Directions: Without changing anything, transcribe all of the entries.

[Dataset records]
☆ ☆ ☆

PR #510, opened 2018-04-03
8227: Ensure question renaming works with legacy data

emitche:
- Adjust legacy models to use naming of older database in places that call data from the legacy table


emitche:
See #485 for the original changes for that changes LoanQuestion to Question.

emitche:
The failed test is accounting specific.

emitche:
@meltheadorable is good with these changes.

PR #511, opened 2018-04-03
8228 translations on login

arisah-ijeoma:


app/controllers/application_controller.rb
```diff
@@ -9,6 +9,11 @@ class ApplicationController < ActionController::Base
   # For APIs, you may want to use :null_session instead.
   protect_from_forgery with: :exception
 
+  # prepend_before_action is being used in devise not before_action
+  # we're attempting to have prepend_before_action happen for just devise powered pages
+  # while before_action happens for all other pages
+  prepend_before_action :set_locale
```
meltheadorable: I think you could do this whole thing as:

```ruby
prepend_before_action :set_locale, if: :devise_controller?
before_action :set_locale, unless: :devise_controller?
```
but do you know if anything else breaks if you just use `prepend_before_action` for everything?

config/locales/en/en.yml
```diff
@@ -341,6 +341,7 @@ en:
     misc: "There was an error communicating with QuickBooks. An administrator has been notified. Some data may be out of date. (Error: %{msg})"
     service_unavailable: "QuickBooks is temporarily unavailable. Please try again later."
     negative_balance: "This transaction is not allowed because it would result in a negative balance. The total balance on this date is %{amt}."
+  remember_me: "Remember Me"
```
meltheadorable: Does devise not have this in their own locale files? I'd check https://github.com/tigrish/devise-i18n if we aren't already using it, as it might save us some work in the future.

app/views/devise/sessions/new.html.erb
```diff
@@ -24,9 +24,10 @@
   <% if devise_mapping.rememberable? -%>
     <div class="field checkbox-field remember">
       <%= f.check_box :remember_me %>
-      <%= f.label :remember_me, class: "checkbox-label" %>
+      <% f.label :remember_me, class: "checkbox-label" %>
+        <%= t("remember_me") %>
```
meltheadorable: See other comment about the `devise-i18n` project.

app/controllers/application_controller.rb
arisah-ijeoma: I attempted this but it was breaking for some reason. I'll take a look at the `devise-i18n` gem

config/locales/en/en.yml
arisah-ijeoma: This was what I found in their documentation

```
Assuming you have not previously generated Devise's views into your project, that's all you need to do. If you have previously done this, *you will need to regenerate your views and then reapply whatever customizations that made you do this in the first place.*
```

Do we still want to proceed with this?
@meltheadorable

app/controllers/application_controller.rb
meltheadorable: This shouldn't be working either, unfortunately, because `if :devise_controller?` will always return true (symbols are truthy, apparently), so this is only working by accident right now. That's why you need to use the `if:` and `unless:` symbols as arguments. We can pair if you want to figure out why things were breaking/what was breaking when you did this the other way.

config/locales/en/en.yml
meltheadorable: @arisah-ijeoma I'm honestly not sure what the best approach will be here. I'd like to "uncustomize" the views here and then push to the i18n gem if at all possible, because it will save us maintenance difficulties later, and I'm pretty sure that there are things like password reset emails and other stuff associated with devise that are completely untranslated instead of only partially untranslated. The more we can rely on the gem for this the better, but I don't know what customizations we have made to the base devise setup.

config/locales/es/es.yml
```diff
@@ -329,6 +329,7 @@ es:
     misc: "Hubo un error en la comunicacíon con QuickBooks. Se ha notificado a un administrador. Algunos datos pueden estar desactualizados. (Error: %{msg})"
     service_unavailable: "QuickBooks no está disponible temporariamente. Por favor intentar de nuevo más tarde."
     negative_balance: "Esta transacción no es permitida porque resultaría en un saldo negativo. El saldo total a esta fecha es  %{amt}."
+  remember_me: "Recuérdame"
```
meltheadorable: Is this still needed or is this leftover from when we were doing it manually?

app/controllers/application_controller.rb
```diff
@@ -9,6 +9,8 @@ class ApplicationController < ActionController::Base
   # For APIs, you may want to use :null_session instead.
   protect_from_forgery with: :exception
 
+  # overrides 'route_translator' method to reset locale to English
+  skip_around_action :set_locale_from_url
```
meltheadorable: interesting that this is needed

config/locales/es/es.yml
arisah-ijeoma: it's a leftover
should be cleared when transifex does its thing

app/controllers/application_controller.rb
arisah-ijeoma: that method resets the locale to English if there is an error in any devise form

PR #512, opened 2018-04-04
6476 fix bug

arisah-ijeoma:


emitche:
I used to add `small-code-change` to signal to the tech lead that the amount of time to review will likely be short on the ticket. I also sometimes end, up reviewing the tiny ones to move them along quicker.

PR #539, opened 2018-05-30
7015 interest transaction currency

emitche:
- Ensure currency shows up on new transactions regardless of transaction type


emitche:
Thanks. I'll bump this to sprint 2.10. I also was seeing that, but then it appeared to fix itself. But it didn't, I am seeing. Thank you!

PR #540, opened 2018-06-11
8402 not applicable heading do not show

arisah-ijeoma:
Turns out the fix was already in the system, not just applied


emitche:
If no response is initially given and the item is marked N/A or has never had a response, then the group and question are hidden appropriately.

If an item is marked as N/A but there is a response or there has been a response that has been removed, the group and question do not hide as expected.

Maybe the order of the items in the if statement need to be reordered.

emitche:
I'm finding that items that are marked N/A are not hidden in the loan memo table of contents and content.

Loan questionnaire
image

image

image

Then when marking a never answered question to not applicable:
image

image

image

linesarefuzzy:
It works, YAY!

PR #542, opened 2018-06-14
add new loan type to option set

arisah-ijeoma:


arisah-ijeoma:
this was done directly on the server

PR #543, opened 2018-06-15
8528 fix bug

arisah-ijeoma:
this fixes the bug of line breaks when editing in summernote

it should be merged into #530 before #530 is merges into master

☆ ☆ ☆

Output for this exercise:
PR #510, opened 2018-04-03
8227: Ensure question renaming works with legacy data

emitche:
- Adjust legacy models to use naming of older database in places that call data from the legacy table


emitche:
See #485 for the original changes for that changes LoanQuestion to Question.

emitche:
The failed test is accounting specific.

emitche:
@meltheadorable is good with these changes.

PR #511, opened 2018-04-03
8228 translations on login

arisah-ijeoma:


app/controllers/application_controller.rb
```diff
@@ -9,6 +9,11 @@ class ApplicationController < ActionController::Base
   # For APIs, you may want to use :null_session instead.
   protect_from_forgery with: :exception
 
+  # prepend_before_action is being used in devise not before_action
+  # we're attempting to have prepend_before_action happen for just devise powered pages
+  # while before_action happens for all other pages
+  prepend_before_action :set_locale
```
meltheadorable: I think you could do this whole thing as:

```ruby
prepend_before_action :set_locale, if: :devise_controller?
before_action :set_locale, unless: :devise_controller?
```
but do you know if anything else breaks if you just use `prepend_before_action` for everything?

config/locales/en/en.yml
```diff
@@ -341,6 +341,7 @@ en:
     misc: "There was an error communicating with QuickBooks. An administrator has been notified. Some data may be out of date. (Error: %{msg})"
     service_unavailable: "QuickBooks is temporarily unavailable. Please try again later."
     negative_balance: "This transaction is not allowed because it would result in a negative balance. The total balance on this date is %{amt}."
+  remember_me: "Remember Me"
```
meltheadorable: Does devise not have this in their own locale files? I'd check https://github.com/tigrish/devise-i18n if we aren't already using it, as it might save us some work in the future.

app/views/devise/sessions/new.html.erb
```diff
@@ -24,9 +24,10 @@
   <% if devise_mapping.rememberable? -%>
     <div class="field checkbox-field remember">
       <%= f.check_box :remember_me %>
-      <%= f.label :remember_me, class: "checkbox-label" %>
+      <% f.label :remember_me, class: "checkbox-label" %>
+        <%= t("remember_me") %>
```
meltheadorable: See other comment about the `devise-i18n` project.

app/controllers/application_controller.rb
arisah-ijeoma: I attempted this but it was breaking for some reason. I'll take a look at the `devise-i18n` gem

config/locales/en/en.yml
arisah-ijeoma: This was what I found in their documentation

```
Assuming you have not previously generated Devise's views into your project, that's all you need to do. If you have previously done this, *you will need to regenerate your views and then reapply whatever customizations that made you do this in the first place.*
```

Do we still want to proceed with this?
@meltheadorable

app/controllers/application_controller.rb
meltheadorable: This shouldn't be working either, unfortunately, because `if :devise_controller?` will always return true (symbols are truthy, apparently), so this is only working by accident right now. That's why you need to use the `if:` and `unless:` symbols as arguments. We can pair if you want to figure out why things were breaking/what was breaking when you did this the other way.

config/locales/en/en.yml
meltheadorable: @arisah-ijeoma I'm honestly not sure what the best approach will be here. I'd like to "uncustomize" the views here and then push to the i18n gem if at all possible, because it will save us maintenance difficulties later, and I'm pretty sure that there are things like password reset emails and other stuff associated with devise that are completely untranslated instead of only partially untranslated. The more we can rely on the gem for this the better, but I don't know what customizations we have made to the base devise setup.

config/locales/es/es.yml
```diff
@@ -329,6 +329,7 @@ es:
     misc: "Hubo un error en la comunicacíon con QuickBooks. Se ha notificado a un administrador. Algunos datos pueden estar desactualizados. (Error: %{msg})"
     service_unavailable: "QuickBooks no está disponible temporariamente. Por favor intentar de nuevo más tarde."
     negative_balance: "Esta transacción no es permitida porque resultaría en un saldo negativo. El saldo total a esta fecha es  %{amt}."
+  remember_me: "Recuérdame"
```
meltheadorable: Is this still needed or is this leftover from when we were doing it manually?

app/controllers/application_controller.rb
```diff
@@ -9,6 +9,8 @@ class ApplicationController < ActionController::Base
   # For APIs, you may want to use :null_session instead.
   protect_from_forgery with: :exception
 
+  # overrides 'route_translator' method to reset locale to English
+  skip_around_action :set_locale_from_url
```
meltheadorable: interesting that this is needed

config/locales/es/es.yml
arisah-ijeoma: it's a leftover
should be cleared when transifex does its thing

app/controllers/application_controller.rb
arisah-ijeoma: that method resets the locale to English if there is an error in any devise form

PR #512, opened 2018-04-04
6476 fix bug

arisah-ijeoma:


emitche:
I used to add `small-code-change` to signal to the tech lead that the amount of time to review will likely be short on the ticket. I also sometimes end, up reviewing the tiny ones to move them along quicker.

PR #539, opened 2018-05-30
7015 interest transaction currency

emitche:
- Ensure currency shows up on new transactions regardless of transaction type


emitche:
Thanks. I'll bump this to sprint 2.10. I also was seeing that, but then it appeared to fix itself. But it didn't, I am seeing. Thank you!

PR #540, opened 2018-06-11
8402 not applicable heading do not show

arisah-ijeoma:
Turns out the fix was already in the system, not just applied


emitche:
If no response is initially given and the item is marked N/A or has never had a response, then the group and question are hidden appropriately.

If an item is marked as N/A but there is a response or there has been a response that has been removed, the group and question do not hide as expected.

Maybe the order of the items in the if statement need to be reordered.

emitche:
I'm finding that items that are marked N/A are not hidden in the loan memo table of contents and content.

Loan questionnaire
image

image

image

Then when marking a never answered question to not applicable:
image

image

image

linesarefuzzy:
It works, YAY!

PR #542, opened 2018-06-14
add new loan type to option set

arisah-ijeoma:


arisah-ijeoma:
this was done directly on the server

PR #543, opened 2018-06-15
8528 fix bug

arisah-ijeoma:
this fixes the bug of line breaks when editing in summernote

it should be merged into #530 before #530 is merges into master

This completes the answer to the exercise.